Eu moro numa rua que se chama Rodovia Tertuliano de Brito Xavier. Sabe como se
chamava antes? Caminho do Rei. Pode? Pode! Coisa de vereador com minhoca na
cabeça e tio para homenagear.
Mas lustres e abajur, gente, é demais. Programação de televisão virou "grade". Deve ser
para prender o espectador mais desavisado.
Entrega em domicílio virou "delivery". Agenda de correio, "mailing". São os
publicitários, os agentes de 'marquetingui'?
Quer coisa mais bonita do que criado-mudo? Existe nome melhor para aquilo? Pois
agora as lojas vendem "mesa-de-apoio". considerando-se a estratégica posição ao lado
da cama, posso até imaginar para que tipo de apoio serve.
Antigamente virava-se santo, agora vira-se "beato", como se já não bastassem todas as
carolas beatas que temos por aí.
Mudar o nome de deputado para "putado" ninguém tem coragem, né? Nem de senador
para "sonhador"."Sonhadores da República", não soa bem? E uma "bancada de
putados?"
A turma dos dez por cento agora se chama "lobista!" e a palavra não vem de lobo, mas
parece.
E por que é que agora as aeromoças não querem mais ser chamadas assim? Agora são
"comissárias". Não entendo: a palavra comissária vem de comissão, não é? Aeromoça é
tão bom e terno como criado-mudo. Pior se as aeromoças virassem "moças-de-apoio",
taí uma idéia...
E tem umas palavras que surgem de repente do nada.
"Luau" - Isso é novo!
Quando eu era jovem, se alguém falasse essa palavra ou fosse participar de um luau, era
olhado meio de lado. Era pior que tomar vinho rosê. Coisa de bicha, isso de luau.

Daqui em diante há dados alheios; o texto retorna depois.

PR #3794, opened 2019-10-10
Allow zero fee transactions without a "live" account

kianenigma:
At the moment, a free transactions will fail if origin has less than ED, or falls below it. This can easily be the case if you have just created an account and want to do something free. Quoting from @gnunicorn: you don't have to be forced to go to a bank if you want to buy something free. 

I am not sure if we want this. This allows all transactions that incur _zero fee_ to not be checked agains the internal logics of balances module (via `withdraw()`), including being checked for _minimum balance_. 

But, sudo is actually already `FreeOperational` and this is the reason it is not really _functional_ at the moment, if the sudo keys runs out of money.

cc @gnunicorn this solves your problem as well.

I will make a follow-up PR and organise some of the errors of [`Reservable`]`Currency` trait to make it look nicer.

### DIFF
--- a/srml/balances/src/lib.rs
+++ b/srml/balances/src/lib.rs
@@ -1253,25 +1253,20 @@ impl<T: Trait<I>, I: Instance + Clone + Eq> SignedExtension for TakeFees<T, I> {
 	) -> TransactionValidity {
 		// pay any fees.
 		let fee = Self::compute_fee(len, info, self.0);
-		let imbalance = match <Module<T, I>>::withdraw(
-			who,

Mas a vantagem de ser um pouco mais velho é saber que o computador que hoje todo
mundo tem em casa e que na intimidade é chamado de micro, nasceu com o nome de
"cérebro-eletrônico". Sabia dessa?
E sabia que o primeiro computador, perdão cérebro-eletrônico, pesava 14 toneladas? E
que, na inauguração do primeiro, os gênios da época diziam que, até o final do século,
se poderia fazer computadores de apenas uma tonelada?
Outra palavrinha nova é "stress". Pode ter certeza, minha jovem, que, antes de
inventarem a palavra, quase ninguém tinha stress. Mais ou menos como a "TPM". Se a
palavra está aí a gente tem de sofrer com ela, não é mesmo? No meu tempo o máximo
que a gente ficava era de "saco cheio". Estressado, só na turma do Luau.
E agora me diga: por que é que em algumas casas existe "jardim de inverno" e não
"jardim de verão?"
E se você quiser mudar o nome desta crônica para linguiça, pode. Desde que coloque o
devido trema*. Também conhecido como dois pinguinhos.